#  > << J&H LICHT EN GELUID - LINKS >> >  > OVER DEZE FORUMS >  >  Wil je met me trouwen?

## _Jasper

Zo, dat was allereerst een pakkende openingszin, het aantal hits op dit topic zal in ieder geval de komende dagen flink toenemen.
Nu waar het eigenlijk om gaat:

Op het forum proef ik af en toe een bepaalde mate van irritatie. Irritatie over bijvoorbeeld postings van mensen die zich kort geleden bij het forum hebben aangemeld en ook eens, na veel lef en moeite, een posting durven te plaatsen. Dan luidt in de volgende posting: 'aaahhh weer die newbies met een onzin-antwoord'.

Dus, waar gaan we nou in deze topic over zwetsen:
*WAAR ERGEREN JULLIE JE EIGENLIJK AAN OP DIT FORUM?*

Is het bijvoorbeeld het taalgebruik van bepaalde personen, die vergeten leestekens te gebruiken, zodat het absoluut niet meer te volgen is. Of is het bijvoorbeeld dat mensen de antwoorden op hun vraag niet goed lezen en voor de vierde keer de vraag opnieuw stellen, terwijl het antwoord er al meerdere malen is neergezet?

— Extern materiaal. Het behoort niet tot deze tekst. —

PR #786, opened 2022-06-07
chore: Anr code formatting

bitsandfoxes:
Couldn't help myself. #skip-changelog


src/Sentry.Unity/Integrations/AnrIntegration.cs
```diff
@@ -8,76 +8,76 @@
...
 namespace Sentry.Unity
 {
-    internal class ANRIntegration : ISdkIntegration
+    internal class AnrIntegration : ISdkIntegration
     {
-        private static readonly object _lock = new object();
-        private static ANRWatchDog? _watchdog;
-        private SentryMonoBehaviour _monoBehaviour;
+        private static readonly object Lock = new();
+        private static AnrWatchDog? Watchdog;
```
vaind, line 14: am I missing something? We're using `_` prefix for private members AFAICS

bitsandfoxes: Good catch! Yes, but not for `static`. I "fixed" it where I found it. (except for the SentryMonoBehaviour)

src/Sentry.Unity.Native/NativeScopeObserver.cs
```diff
@@ -57,7 +57,7 @@ public override void SetUserImpl(User user)
         [DllImport("sentry")]
         private static extern int sentry_value_set_by_key(SentryValueU value, string k, SentryValueU v);
 
-        private static void nativeSetValueIfNotNull(SentryValueU obj, string key, string? value)
+        private static void NativeSetValueIfNotNull(SentryValueU obj, string key, string? value)
```
bitsandfoxes, line 60: Not sure about that one since it's the one calling the `extern`.

vaind (approved):

bruno-garcia (approved):

PR #791, opened 2022-06-08
fix: LogException marked unhandled test

bitsandfoxes:
#skip-changelog


bitsandfoxes:
Looks like https://github.com/getsentry/sentry-unity/pull/792 took care of it.

Issue #754, opened 2022-05-18
App.version missing in .NET & desktop native


vaind:
Native mobile SDKs expose app version (at least Android does, I haven't checked iOS but I assume it has it as well) - we don't have it in .NET events or on desktop crashes (Windows, Linux). They're very useful to track which app releases have the issue.
I was thinking of adding the following [contexts](https://develop.sentry.dev/sdk/event-payloads/contexts/#app-context):
* `App.Version` - https://docs.unity3d.com/ScriptReference/Application-version.html
* `App.Build` - https://docs.unity3d.com/ScriptReference/Application-buildGUID.html

bruno-garcia:
We currently use `Application.version` to create the `Release`:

Ik zou dus zeggen, spuw hier jullie gal. Maar.... houdt het wel netjes en niet te persoonlijk, het is absoluut niet de bedoeling om oveor mensen persoonlijk te klagen, laat het dan in zijn algemeenheid. Zo kwets je niemand en blijft het forum wel zo leuk.


Seeeeeeee ya
Jasper
Drive-in Show The Dream Team

----------


## Stijn Vanstiphout

-BEPAALDE newbies.
-Slechte zinsconstructies
-Geen leestekens gebruiken
-En vooral dit: woorden van elkaar afschrijven:
          Belastings controleur --&gt; Belastingscontroleur
          Licht effect --&gt; Lichteffect
          Toetsen bord --&gt; Toetsenbord
          Truss deel --&gt; Trussdeel
          ...
-En dan als laatste, jongens: hopelijk leest iedereen dit es 'n keer:
het euroteken plaats je op deze manier!! € 215!!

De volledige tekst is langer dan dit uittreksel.